3.1.2 Particle Flow
Particles entering the separation space are subject to an inwardly directed
drag and an outwardly directed centrifugal force. The ‘separation space’ starts
at the point, where the incoming gas first experiences rotational flow and the particles carried along in this gas flow first experience a centrifugal force
acting radially outwards. This point varies with inlet design and may start,
for example, at the leading edge of an inlet scroll or helix upstream of the
upper ‘barrel’ section of the cyclone proper.
Irrespectively, the centrifugal force is proportional to the particle mass
and, therefore, the cube of the particle diameter: x3. The drag force, which
is due to the flow of gas from the outer to the inner part of the vortex, is
proportional to x, at least when Stokes’ law applies which it often does in
practice. The largest particles are therefore the easiest to separate.
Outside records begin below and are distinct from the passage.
PR #7446, opened 2026-08-12
fix(convert): support fitDocumentToPage option in image to PDF conversion

### LINKED ISSUE #7421: [Bug]: Image to PDF “Fit Document to Page” returns blank 809-byte PDF
### Installation Method

Local server JAR (`Stirling-PDF-with-login.jar`) used through the browser UI at `127.0.0.1`.

### The Problem

Converting a PNG to PDF with **Fit Option: Fit Document to Page** produces a one-page blank PDF. The endpoint returns HTTP 200 rather than an error.

The failure was reproduced both through the browser UI and by calling the API directly. The resulting PDF is only 809 bytes and contains a blank A4 page.

The same source image converts correctly when the fit option is `maintainAspectRatio` or `fillPage`, so the problem appears specific to `fitDocumentToPage`.

### Steps to reproduce

1. Open **Convert**.
2. Add a PNG image. The test image was 1058 x 921 pixels, RGBA, non-interlaced, with no orientation metadata.
3. Select **Document (PDF)** as the output.
4. Select **Fit Document to Page**.
5. Convert the file.
6. Observe that the returned PDF contains a blank page.

Equivalent API reproduction:

```bash
curl -o output.pdf \
  -F 'fileInput=@test.png' \
  -F 'fitOption=fitDocumentToPage' \
  -F 'colorType=color' \
  -F 'autoRotate=false' \
  http://127.0.0.1:8080/api/v1/convert/img/pdf
```

### Test results

| Fit option | Auto rotate | Result |
|---|---:|---|
| `fitDocumentToPage` | false | HTTP 200, 809-byte blank PDF |
| `fitDocumentToPage` | true | HTTP 200, 809-byte blank PDF |
| `maintainAspectRatio` | false | Valid PDF, approximately 107 KB |
| `maintainAspectRatio` | true | Valid PDF, approximately 107 KB |
| `fillPage` | true | Valid PDF, approximately 107 KB |

### Expected behavior

`fitDocumentToPage` should return a PDF containing the source image fitted to the page. If conversion fails, the endpoint should return an error rather than HTTP 200 with a structurally valid but empty PDF.

### Version of Stirling-PDF

2.14.3

`http://127.0.0.1:8080/convert`

### Environment

- macOS Sonoma 14.8.7
- Intel x86_64
- Java 25
- Chrome browser
- Self-hosted server bound to localhost

### Relevant Log Output

No error or conversion entry appeared in the server log for the successful HTTP 200 response.

### Additional Information

The original image is private and is therefore not attached. The behavior is deterministic with that 1058 x 921 RGBA PNG. A sanitized reproduction file can be prepared if needed.

### Browsers Affected

Chrome

### No Duplicate of the Issue

- [x] I searched open and closed issues for `fitDocumentToPage`, `Fit Document to Page`, blank image-to-PDF output, and found no matching report.

vivekmaddy16:
Fixes #7421

### Summary
Fixed an issue where selecting `fitOption = "fitDocumentToPage"` produced a blank 809-byte PDF.

### Root Cause
Backend `PdfUtils.java` previously checked only for `"fitDocumentToImage"`, whereas the frontend UI sent `"fitDocumentToPage"`, causing image rendering logic to be bypassed.

### Solution
- Updated `PdfUtils.java` to support `"fitDocumentToPage"`.
- Updated `@Schema` allowable values in `ConvertToPdfRequest.java`.
- Added unit test coverage in `PdfUtilsGapTest.java`.


Frooodle (dismissed):

balazs-szucs (dismissed):

lnxinfragr:
Confirmed.

I reproduced the issue on a self-hosted Docker deployment.

Environment:
- Stirling PDF 2.14.3
- LibreOffice 26.2.2.2
- unoserver 3.6

Before applying the fix:
- PNG → PDF
- Fit Document to Page
- Generated blank PDF (~807 bytes)

After applying the changes from this PR:
- PDF generated correctly
- Image rendered as expected
- Issue resolved

Thanks for the fix.

balazs-szucs (approved):

Frooodle (approved):

PR #7450, opened 2026-08-12
CI: add engine coverage reporting and align Python linting

Ludy87:
## Summary

- Add AI engine test coverage reporting to CI.
- Include coverage results in the workflow summary and upload the coverage artifact.
- Align engine dependency specifiers and refresh `uv.lock`.
- Update Ruff configuration, line-length settings, per-file ignores, and Taskfile/pre-commit integration.
- Add coverage outputs to `engine/.gitignore`.
- Apply non-functional Python formatting and lint fixes across scripts and Cucumber test steps.

## Motivation

This keeps the Python engine checks consistent with the repository's current tooling, makes test coverage visible in CI, and removes lint/style noise without changing application behavior.

## Testing

- CI validation is provided by the updated engine checks.
- No functional behavior changes are intended.

## Checklist

- [ ] I have read the [Contribution Guidelines](https://github.com/Stirling-Tools/Stirling-PDF/blob/main/CONTRIBUTING.md).
- [ ] I have read the [Stirling-PDF Developer Guide](https://github.com/Stirling-Tools/Stirling-PDF/blob/main/DeveloperGuide.md), if applicable.
- [ ] I have performed a self-review of my changes.
- [ ] I have run the relevant checks locally.


engine/pyproject.toml
```diff
@@ -81,7 +81,7 @@ exclude = ["tests"]
 default-groups = []
 
 [tool.ruff]
-line-length = 120
+line-length = 127
```
jbrunton96: Why change the line length to 127? That's only ever used for shebangs/terminal limits as far as I've seen, it's a bizarre choice for an actual code line length limit

Ludy87: The initial limit was 127, but due to numerous project changes, it was eventually reduced to 120. It's a return to the roots. 😀

jbrunton96: According to our `.editorconfig` we have a 127 length generic limit but Java is set to 100, Python is 120 and it's not listed in there but Prettier formats to aim for an 80 length limit, so as far as I'm concerned that 127 limit is pointless and should be removed if none of our code obeys it anyway.

Ludy87: It's a shame there's no standard that's set in stone. Okay, I'll remove it.

Ludy87: Then I'll remove `max_line_length = 120` for `*.py` at the same time.

jbrunton96: Yeah I agree, I think it's weird we don't have firmer standards on this but here we are. The frontend code makes sense to have a different limit because the auto formatter isn't concerned with the actual length, it's just trying to make it readable, which is probably a better way of writing code anyway. Arguably we don't need a hard line length limit in Python or Java (I'm not sure if it's even enforced in Java in the first place, but the autoformatter certainly makes some atrocious formatting choices attempting to keep the Java within whatever limit its set at)

jbrunton96: > Then I'll remove max_line_length = 120 for *.py at the same time.

That's a separate decision not appropriate for this PR. This PR is already doing too many things at once as it is

Ludy87: > Yeah I agree, I think it's weird we don't have firmer standards on this but here we are. The frontend code makes sense to have a different limit because the auto formatter isn't concerned with the actual length, it's just trying to make it readable, which is probably a better way of writing code anyway. Arguably we don't need a hard line length limit in Python or Java (I'm not sure if it's even enforced in Java in the first place, but the autoformatter certainly makes some atrocious formatting choices attempting to keep the Java within whatever limit its set at)

In Java, formatting is enforced automatically.

jbrunton96: Yeah it is in all 3 languages, the question is how strict the formatter (or linter in addition) is at enforcing the line length limit

Ludy87: I have reverted some changes.

Frooodle:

It is not easy to study the particle flow pattern experimentally. In order
to give an impression of the flow of a particle through a cyclone, we can
resort to CFD simulations. Figure 3.1.4 shows a series of particle trajectories.
The particles are injected at different radial positions along the inlet in a
precalculated gas flow field. The swirling motion is not shown.
Although the object is to centrifuge the particles to the wall and capture
them, it is interesting to look at particles so fine that some of them are not collected.
An extremely fine 1.0 µm particle size was used to generate the particle
paths shown in Fig. 3.1.4. Some of the particles can be seen to exit through
the vortex finder, while those injected closer to the wall, reach the wall, where
they are deemed to be captured and are removed from the simulation.